Return verbatim every line from the first line of the data below to the line that contains "Export scopes", inclusive, and no further.

- _GIVEN ENTRIES_:
****************
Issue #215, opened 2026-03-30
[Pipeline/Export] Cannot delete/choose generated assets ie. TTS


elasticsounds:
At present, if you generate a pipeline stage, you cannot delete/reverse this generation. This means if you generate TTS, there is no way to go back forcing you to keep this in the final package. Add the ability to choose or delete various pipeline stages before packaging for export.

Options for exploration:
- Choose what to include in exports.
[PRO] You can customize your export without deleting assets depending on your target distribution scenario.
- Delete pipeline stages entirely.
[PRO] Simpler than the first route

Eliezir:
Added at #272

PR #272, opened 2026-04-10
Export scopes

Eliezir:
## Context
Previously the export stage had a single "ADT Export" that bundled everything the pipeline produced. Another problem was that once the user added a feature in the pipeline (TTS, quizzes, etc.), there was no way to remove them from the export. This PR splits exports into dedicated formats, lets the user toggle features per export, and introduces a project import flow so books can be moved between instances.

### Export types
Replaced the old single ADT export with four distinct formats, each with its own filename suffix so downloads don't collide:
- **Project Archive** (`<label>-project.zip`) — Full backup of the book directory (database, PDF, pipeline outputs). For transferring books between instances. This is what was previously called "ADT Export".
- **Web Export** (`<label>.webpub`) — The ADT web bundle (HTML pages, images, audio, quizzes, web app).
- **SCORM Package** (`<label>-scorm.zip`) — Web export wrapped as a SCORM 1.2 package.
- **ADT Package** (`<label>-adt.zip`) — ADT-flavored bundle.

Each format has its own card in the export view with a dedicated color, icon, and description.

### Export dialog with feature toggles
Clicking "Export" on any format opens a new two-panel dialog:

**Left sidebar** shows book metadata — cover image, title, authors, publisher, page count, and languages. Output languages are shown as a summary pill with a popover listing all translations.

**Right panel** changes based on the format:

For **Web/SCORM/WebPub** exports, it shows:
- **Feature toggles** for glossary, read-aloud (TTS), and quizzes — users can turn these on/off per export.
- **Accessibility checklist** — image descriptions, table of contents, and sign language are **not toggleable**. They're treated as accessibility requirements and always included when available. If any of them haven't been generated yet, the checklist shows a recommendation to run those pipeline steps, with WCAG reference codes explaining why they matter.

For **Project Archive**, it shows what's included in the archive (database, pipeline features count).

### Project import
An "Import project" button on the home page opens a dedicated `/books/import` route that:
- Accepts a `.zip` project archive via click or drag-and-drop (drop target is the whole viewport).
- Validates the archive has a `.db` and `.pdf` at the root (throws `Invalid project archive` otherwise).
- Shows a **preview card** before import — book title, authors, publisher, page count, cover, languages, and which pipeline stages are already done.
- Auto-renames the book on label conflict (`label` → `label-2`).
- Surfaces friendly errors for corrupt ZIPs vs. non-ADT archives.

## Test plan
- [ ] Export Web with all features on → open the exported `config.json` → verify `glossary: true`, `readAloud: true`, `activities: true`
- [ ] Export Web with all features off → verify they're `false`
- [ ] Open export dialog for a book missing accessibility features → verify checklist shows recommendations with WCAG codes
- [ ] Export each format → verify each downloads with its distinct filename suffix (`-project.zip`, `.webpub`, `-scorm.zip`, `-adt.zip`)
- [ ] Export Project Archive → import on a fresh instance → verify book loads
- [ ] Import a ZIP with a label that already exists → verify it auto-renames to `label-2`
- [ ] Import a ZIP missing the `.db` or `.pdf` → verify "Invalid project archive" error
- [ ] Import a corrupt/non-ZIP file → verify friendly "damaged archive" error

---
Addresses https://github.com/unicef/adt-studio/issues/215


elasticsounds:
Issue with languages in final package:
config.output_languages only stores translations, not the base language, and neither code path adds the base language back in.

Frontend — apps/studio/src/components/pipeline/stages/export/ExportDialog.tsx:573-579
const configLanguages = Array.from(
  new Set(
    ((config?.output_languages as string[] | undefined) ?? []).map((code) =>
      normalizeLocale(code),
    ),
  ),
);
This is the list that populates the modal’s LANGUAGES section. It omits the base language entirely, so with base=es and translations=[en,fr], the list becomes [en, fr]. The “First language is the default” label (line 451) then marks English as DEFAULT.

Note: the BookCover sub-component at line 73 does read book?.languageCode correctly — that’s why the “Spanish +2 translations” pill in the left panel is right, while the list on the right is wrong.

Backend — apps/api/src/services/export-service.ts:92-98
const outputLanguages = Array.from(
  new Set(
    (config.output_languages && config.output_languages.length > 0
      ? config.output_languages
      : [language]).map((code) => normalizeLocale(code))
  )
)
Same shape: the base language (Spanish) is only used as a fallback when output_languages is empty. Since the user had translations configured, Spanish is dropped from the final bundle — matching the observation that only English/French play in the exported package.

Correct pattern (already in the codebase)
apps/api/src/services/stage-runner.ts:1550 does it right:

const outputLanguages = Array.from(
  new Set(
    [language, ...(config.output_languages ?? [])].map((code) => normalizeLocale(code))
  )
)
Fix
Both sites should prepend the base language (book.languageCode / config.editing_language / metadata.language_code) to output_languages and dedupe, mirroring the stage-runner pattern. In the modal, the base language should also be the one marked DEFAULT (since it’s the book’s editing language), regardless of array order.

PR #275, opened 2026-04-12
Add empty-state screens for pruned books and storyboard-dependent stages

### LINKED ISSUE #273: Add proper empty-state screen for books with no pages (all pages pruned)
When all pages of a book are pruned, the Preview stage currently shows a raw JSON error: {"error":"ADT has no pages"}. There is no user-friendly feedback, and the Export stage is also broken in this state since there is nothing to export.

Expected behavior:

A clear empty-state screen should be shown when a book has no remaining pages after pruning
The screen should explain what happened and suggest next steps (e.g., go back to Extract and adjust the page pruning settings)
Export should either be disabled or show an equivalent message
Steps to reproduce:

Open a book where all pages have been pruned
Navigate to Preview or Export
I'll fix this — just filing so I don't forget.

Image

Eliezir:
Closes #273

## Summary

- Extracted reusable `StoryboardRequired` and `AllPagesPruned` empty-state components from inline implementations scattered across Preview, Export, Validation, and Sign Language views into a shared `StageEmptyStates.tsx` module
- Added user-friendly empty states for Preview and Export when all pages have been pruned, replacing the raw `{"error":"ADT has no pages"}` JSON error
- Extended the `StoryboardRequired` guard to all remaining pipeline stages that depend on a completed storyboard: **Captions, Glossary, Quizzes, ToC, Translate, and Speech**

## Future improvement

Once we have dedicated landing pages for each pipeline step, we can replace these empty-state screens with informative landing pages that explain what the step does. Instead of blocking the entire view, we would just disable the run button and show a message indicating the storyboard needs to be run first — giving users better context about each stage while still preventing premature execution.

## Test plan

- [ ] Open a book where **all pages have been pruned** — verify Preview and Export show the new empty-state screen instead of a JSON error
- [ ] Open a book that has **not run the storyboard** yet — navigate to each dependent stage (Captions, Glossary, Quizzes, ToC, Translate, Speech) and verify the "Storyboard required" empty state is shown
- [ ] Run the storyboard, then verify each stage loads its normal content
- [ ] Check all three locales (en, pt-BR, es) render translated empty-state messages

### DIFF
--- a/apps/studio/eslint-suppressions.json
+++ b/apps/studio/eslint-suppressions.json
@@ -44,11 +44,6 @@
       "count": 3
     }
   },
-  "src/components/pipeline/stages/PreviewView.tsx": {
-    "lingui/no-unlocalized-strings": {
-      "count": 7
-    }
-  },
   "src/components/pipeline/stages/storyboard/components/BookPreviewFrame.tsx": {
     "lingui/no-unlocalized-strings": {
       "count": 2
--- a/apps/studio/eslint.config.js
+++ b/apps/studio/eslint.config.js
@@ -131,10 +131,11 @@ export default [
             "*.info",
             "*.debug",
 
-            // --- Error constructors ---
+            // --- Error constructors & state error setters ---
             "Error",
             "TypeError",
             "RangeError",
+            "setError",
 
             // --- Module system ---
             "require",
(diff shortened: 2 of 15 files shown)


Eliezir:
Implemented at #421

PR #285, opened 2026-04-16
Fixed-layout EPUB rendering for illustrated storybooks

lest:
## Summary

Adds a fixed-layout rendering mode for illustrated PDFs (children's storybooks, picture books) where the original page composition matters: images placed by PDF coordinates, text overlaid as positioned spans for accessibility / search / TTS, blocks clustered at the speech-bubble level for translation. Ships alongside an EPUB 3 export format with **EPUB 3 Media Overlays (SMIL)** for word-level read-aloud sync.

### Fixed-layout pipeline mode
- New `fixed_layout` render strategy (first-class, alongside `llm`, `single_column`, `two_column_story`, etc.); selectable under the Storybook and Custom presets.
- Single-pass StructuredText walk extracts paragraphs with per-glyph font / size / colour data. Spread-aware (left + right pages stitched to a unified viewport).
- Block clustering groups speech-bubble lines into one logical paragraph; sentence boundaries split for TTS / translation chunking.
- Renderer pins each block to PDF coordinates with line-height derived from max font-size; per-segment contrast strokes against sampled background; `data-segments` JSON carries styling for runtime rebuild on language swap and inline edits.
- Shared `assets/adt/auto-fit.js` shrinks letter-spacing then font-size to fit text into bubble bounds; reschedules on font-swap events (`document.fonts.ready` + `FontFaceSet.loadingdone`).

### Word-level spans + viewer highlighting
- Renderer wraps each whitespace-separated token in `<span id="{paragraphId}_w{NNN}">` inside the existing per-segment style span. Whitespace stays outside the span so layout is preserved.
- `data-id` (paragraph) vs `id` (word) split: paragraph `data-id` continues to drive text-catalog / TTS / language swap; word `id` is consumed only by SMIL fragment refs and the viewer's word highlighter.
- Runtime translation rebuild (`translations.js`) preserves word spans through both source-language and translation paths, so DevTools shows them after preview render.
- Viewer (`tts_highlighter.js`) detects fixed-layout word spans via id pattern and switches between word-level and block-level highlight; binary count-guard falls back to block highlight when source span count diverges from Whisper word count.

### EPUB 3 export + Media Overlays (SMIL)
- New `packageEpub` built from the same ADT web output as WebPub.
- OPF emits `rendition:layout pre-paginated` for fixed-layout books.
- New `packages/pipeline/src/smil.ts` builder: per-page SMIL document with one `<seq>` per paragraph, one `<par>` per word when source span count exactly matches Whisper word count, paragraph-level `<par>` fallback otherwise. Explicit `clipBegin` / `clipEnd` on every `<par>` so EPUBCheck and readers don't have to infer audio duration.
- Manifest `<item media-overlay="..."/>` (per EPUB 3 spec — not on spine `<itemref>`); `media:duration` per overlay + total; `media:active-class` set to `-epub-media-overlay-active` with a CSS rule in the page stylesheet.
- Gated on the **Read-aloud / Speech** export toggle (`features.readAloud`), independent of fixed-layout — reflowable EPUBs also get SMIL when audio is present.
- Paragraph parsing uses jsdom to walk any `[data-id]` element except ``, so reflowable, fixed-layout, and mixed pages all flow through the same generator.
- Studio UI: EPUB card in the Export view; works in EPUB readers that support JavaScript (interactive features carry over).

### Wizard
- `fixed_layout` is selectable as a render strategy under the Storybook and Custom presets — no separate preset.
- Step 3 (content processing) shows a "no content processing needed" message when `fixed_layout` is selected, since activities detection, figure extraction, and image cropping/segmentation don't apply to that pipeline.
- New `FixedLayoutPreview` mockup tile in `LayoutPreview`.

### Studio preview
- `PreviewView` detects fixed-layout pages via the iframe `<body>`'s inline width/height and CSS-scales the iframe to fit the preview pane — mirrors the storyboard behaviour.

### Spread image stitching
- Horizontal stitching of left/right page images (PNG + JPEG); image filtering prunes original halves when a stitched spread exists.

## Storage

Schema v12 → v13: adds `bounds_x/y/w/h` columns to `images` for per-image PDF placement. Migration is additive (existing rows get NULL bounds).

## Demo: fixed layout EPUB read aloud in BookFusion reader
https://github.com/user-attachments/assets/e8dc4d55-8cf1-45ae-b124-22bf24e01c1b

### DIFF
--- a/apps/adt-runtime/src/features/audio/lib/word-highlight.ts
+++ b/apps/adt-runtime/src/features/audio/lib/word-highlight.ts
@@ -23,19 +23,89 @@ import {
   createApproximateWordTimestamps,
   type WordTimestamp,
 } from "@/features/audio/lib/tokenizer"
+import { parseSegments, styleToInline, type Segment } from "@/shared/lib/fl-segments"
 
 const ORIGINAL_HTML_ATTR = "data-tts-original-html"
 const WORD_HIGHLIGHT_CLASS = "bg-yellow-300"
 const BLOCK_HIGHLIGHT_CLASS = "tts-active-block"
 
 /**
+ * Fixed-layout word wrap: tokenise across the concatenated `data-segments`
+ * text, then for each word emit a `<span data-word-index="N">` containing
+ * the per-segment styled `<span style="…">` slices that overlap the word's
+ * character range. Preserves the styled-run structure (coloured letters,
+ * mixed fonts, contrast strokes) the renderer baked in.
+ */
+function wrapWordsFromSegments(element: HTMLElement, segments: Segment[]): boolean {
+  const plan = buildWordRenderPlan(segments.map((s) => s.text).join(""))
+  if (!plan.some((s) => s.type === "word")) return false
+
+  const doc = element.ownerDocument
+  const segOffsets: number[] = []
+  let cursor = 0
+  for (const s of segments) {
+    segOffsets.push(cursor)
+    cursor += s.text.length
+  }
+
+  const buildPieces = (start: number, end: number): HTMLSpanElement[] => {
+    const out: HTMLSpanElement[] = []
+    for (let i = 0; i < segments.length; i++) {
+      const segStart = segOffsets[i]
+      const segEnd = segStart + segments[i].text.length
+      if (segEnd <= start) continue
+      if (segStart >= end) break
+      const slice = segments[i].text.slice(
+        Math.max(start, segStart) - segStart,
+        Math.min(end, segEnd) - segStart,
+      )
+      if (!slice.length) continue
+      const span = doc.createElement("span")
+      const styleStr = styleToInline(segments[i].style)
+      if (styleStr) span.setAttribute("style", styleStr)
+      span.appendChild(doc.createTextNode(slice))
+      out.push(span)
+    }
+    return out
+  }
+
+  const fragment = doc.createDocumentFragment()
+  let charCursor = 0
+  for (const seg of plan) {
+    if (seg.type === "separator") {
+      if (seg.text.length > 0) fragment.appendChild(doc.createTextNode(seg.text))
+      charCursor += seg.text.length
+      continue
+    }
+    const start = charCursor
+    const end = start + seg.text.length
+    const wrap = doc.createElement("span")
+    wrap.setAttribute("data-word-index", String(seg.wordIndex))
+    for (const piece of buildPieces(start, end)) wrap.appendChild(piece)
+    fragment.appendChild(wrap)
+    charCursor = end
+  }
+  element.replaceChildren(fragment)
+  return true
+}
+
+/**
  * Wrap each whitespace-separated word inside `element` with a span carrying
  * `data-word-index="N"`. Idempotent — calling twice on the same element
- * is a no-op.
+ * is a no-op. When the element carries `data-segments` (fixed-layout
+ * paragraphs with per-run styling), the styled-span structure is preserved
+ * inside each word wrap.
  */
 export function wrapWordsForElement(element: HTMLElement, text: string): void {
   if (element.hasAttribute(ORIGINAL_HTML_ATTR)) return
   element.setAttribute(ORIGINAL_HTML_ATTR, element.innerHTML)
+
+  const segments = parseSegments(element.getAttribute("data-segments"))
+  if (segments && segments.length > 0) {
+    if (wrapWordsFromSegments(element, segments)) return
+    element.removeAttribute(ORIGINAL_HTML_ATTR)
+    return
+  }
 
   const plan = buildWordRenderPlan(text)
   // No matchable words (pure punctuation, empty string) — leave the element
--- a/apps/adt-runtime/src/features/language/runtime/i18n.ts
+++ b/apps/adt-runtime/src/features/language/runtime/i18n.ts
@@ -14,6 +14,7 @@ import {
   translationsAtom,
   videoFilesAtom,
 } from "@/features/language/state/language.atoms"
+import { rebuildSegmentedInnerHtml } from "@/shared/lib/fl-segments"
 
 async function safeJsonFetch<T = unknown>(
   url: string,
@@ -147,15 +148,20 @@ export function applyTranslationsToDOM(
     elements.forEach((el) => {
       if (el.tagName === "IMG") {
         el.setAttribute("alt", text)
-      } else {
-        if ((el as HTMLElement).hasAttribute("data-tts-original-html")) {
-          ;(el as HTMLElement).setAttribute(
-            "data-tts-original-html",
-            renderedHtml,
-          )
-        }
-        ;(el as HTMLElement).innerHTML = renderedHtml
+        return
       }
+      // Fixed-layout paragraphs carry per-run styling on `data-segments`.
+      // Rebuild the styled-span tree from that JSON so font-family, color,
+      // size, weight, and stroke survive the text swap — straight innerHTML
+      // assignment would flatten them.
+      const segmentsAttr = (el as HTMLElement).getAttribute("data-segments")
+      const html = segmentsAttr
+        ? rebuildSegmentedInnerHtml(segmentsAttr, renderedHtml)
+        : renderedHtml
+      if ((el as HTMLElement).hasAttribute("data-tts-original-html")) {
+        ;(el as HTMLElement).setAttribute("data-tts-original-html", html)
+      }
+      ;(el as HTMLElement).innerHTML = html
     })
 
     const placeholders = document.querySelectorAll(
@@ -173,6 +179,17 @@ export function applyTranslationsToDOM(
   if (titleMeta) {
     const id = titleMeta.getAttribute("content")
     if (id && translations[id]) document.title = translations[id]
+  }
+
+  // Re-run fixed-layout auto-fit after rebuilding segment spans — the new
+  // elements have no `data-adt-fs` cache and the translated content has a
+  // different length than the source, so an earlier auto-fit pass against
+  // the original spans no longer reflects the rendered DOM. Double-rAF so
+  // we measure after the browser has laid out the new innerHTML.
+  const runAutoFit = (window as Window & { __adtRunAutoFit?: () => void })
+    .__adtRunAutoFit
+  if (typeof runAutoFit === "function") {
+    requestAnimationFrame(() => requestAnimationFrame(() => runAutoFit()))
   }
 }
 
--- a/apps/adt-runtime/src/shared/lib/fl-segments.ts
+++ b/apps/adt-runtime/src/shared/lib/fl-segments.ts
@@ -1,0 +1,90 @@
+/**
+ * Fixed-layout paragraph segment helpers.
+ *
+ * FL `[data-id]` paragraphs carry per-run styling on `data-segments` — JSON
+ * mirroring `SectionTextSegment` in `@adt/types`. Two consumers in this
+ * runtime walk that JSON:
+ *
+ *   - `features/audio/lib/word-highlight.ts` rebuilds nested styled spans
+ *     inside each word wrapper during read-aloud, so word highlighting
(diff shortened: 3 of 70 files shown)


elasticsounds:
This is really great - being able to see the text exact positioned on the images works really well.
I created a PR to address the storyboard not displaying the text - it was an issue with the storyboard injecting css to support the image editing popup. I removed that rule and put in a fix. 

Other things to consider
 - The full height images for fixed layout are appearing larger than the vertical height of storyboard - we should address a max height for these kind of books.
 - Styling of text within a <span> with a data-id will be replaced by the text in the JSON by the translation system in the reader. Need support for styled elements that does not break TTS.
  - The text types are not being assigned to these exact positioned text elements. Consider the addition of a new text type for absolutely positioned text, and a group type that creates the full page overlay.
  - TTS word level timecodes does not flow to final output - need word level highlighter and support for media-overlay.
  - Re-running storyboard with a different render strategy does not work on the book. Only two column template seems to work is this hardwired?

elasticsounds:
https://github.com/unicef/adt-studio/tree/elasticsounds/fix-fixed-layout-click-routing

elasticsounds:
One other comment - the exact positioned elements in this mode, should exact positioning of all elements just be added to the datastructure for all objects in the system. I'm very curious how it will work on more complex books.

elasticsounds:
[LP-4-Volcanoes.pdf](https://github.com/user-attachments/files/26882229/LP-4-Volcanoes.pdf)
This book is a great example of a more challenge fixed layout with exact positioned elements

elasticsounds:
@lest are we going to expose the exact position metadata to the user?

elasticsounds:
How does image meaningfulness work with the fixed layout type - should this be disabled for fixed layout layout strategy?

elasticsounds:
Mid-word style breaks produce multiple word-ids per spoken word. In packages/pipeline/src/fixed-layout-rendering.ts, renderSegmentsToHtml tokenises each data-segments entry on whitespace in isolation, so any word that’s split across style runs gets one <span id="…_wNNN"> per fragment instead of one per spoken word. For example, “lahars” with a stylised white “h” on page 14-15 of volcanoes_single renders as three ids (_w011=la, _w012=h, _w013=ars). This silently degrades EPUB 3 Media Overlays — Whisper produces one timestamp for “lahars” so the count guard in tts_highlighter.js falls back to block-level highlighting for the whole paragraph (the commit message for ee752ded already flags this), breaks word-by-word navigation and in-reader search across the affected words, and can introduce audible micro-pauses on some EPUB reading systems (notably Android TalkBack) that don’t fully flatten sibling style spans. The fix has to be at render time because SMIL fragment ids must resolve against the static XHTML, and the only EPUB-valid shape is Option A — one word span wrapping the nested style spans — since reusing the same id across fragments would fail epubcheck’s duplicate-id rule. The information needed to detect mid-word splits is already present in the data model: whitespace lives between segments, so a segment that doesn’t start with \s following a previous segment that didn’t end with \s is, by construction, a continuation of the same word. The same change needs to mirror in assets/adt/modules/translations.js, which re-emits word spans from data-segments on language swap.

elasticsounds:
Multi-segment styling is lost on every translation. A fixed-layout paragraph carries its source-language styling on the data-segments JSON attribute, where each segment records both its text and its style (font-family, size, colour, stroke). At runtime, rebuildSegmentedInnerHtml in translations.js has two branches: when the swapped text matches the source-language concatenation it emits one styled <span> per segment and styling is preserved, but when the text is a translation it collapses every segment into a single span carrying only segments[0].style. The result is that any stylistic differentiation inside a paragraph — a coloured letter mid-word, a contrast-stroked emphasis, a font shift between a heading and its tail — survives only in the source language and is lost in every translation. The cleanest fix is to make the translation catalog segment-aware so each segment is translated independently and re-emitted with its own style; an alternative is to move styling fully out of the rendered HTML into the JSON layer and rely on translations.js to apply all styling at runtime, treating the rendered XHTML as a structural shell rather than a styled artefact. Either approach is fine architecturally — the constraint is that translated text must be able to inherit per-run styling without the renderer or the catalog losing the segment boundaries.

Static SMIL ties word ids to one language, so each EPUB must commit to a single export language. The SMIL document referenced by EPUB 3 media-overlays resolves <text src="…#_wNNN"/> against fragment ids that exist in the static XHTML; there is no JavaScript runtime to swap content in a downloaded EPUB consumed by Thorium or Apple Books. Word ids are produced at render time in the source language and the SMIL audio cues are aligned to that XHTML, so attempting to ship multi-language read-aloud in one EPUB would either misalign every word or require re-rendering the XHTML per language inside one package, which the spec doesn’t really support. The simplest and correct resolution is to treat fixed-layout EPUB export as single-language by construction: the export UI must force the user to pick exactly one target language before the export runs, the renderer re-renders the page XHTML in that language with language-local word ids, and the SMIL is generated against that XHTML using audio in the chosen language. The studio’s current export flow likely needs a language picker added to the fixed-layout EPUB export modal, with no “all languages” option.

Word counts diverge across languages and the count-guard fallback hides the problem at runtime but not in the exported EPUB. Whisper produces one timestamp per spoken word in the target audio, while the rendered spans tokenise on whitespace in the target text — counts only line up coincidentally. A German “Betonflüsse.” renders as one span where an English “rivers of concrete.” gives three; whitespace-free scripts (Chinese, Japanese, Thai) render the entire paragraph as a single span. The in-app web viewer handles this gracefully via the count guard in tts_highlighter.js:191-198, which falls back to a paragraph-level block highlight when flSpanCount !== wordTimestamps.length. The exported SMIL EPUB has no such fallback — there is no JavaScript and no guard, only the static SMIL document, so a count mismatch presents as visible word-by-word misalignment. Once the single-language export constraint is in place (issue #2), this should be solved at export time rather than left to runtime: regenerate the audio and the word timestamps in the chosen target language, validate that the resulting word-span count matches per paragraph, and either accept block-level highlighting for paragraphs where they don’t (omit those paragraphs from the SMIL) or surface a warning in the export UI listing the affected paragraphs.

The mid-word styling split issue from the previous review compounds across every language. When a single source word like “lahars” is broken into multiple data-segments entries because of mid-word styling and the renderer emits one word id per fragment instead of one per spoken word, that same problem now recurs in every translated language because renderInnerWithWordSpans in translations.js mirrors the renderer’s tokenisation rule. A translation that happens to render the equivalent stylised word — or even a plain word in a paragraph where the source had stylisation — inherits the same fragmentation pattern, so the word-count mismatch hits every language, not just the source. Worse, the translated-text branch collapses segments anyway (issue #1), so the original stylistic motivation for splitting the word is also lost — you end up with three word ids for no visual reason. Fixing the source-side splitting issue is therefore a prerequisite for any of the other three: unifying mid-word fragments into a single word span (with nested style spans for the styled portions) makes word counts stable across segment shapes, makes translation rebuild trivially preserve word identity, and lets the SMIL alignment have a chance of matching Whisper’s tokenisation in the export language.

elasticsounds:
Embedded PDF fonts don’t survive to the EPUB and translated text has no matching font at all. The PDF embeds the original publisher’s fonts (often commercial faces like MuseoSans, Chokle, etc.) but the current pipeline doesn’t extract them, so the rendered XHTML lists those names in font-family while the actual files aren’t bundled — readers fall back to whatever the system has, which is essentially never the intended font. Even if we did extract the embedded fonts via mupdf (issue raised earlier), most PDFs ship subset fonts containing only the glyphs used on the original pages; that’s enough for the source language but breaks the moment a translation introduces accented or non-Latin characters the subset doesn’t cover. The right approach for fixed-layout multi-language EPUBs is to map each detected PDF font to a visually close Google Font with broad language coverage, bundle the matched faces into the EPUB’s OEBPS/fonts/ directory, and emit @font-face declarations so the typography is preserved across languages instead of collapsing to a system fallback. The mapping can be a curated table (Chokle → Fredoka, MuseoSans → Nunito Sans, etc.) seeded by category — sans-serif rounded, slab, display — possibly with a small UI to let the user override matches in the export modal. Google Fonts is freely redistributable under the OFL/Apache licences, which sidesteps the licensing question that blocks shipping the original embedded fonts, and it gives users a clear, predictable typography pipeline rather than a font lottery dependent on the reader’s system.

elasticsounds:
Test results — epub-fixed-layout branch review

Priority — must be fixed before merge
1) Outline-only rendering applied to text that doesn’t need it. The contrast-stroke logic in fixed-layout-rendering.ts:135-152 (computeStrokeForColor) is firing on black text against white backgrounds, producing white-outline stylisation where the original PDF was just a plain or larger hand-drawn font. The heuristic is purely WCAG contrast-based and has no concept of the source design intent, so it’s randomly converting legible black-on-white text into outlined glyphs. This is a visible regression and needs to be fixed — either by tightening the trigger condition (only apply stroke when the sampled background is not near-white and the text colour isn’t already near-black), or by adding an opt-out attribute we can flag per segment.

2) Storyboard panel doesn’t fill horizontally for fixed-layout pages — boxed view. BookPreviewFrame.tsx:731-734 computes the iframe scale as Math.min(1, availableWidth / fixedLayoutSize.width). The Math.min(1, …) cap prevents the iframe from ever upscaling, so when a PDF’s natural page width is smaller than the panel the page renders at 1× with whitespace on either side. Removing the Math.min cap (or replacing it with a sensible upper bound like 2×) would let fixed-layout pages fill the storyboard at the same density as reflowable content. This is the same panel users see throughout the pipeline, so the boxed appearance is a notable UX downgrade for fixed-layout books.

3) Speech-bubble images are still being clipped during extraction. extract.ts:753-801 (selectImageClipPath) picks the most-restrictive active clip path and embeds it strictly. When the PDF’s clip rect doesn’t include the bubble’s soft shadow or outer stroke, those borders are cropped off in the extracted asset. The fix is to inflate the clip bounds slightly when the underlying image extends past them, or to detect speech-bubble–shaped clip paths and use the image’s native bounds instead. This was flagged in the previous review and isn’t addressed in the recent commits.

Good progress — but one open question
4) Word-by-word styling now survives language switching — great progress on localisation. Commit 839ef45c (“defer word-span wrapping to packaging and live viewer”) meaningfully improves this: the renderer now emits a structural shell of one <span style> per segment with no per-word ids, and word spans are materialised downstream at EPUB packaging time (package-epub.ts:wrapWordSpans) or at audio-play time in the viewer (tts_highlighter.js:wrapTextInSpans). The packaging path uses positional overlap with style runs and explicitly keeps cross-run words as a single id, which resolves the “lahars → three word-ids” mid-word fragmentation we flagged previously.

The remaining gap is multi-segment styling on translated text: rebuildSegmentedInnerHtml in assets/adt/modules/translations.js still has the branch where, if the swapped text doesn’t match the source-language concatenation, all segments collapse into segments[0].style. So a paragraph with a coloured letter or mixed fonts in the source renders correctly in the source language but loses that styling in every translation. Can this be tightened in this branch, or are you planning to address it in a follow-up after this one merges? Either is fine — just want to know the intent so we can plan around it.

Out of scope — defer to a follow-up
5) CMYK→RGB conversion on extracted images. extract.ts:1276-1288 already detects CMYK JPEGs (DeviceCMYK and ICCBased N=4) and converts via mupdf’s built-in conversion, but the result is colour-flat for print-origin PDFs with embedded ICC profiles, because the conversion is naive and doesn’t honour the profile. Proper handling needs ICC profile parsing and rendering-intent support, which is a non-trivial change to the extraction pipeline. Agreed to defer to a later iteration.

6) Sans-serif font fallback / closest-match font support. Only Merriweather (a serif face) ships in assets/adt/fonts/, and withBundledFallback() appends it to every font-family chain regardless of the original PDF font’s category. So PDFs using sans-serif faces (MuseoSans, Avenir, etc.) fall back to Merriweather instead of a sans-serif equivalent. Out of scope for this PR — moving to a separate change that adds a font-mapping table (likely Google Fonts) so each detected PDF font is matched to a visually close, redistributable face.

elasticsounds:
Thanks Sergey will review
****************
- _TASK OUTPUT_:
Issue #215, opened 2026-03-30
[Pipeline/Export] Cannot delete/choose generated assets ie. TTS


elasticsounds:
At present, if you generate a pipeline stage, you cannot delete/reverse this generation. This means if you generate TTS, there is no way to go back forcing you to keep this in the final package. Add the ability to choose or delete various pipeline stages before packaging for export.

Options for exploration:
- Choose what to include in exports.
[PRO] You can customize your export without deleting assets depending on your target distribution scenario.
- Delete pipeline stages entirely.
[PRO] Simpler than the first route

Eliezir:
Added at #272

PR #272, opened 2026-04-10
Export scopes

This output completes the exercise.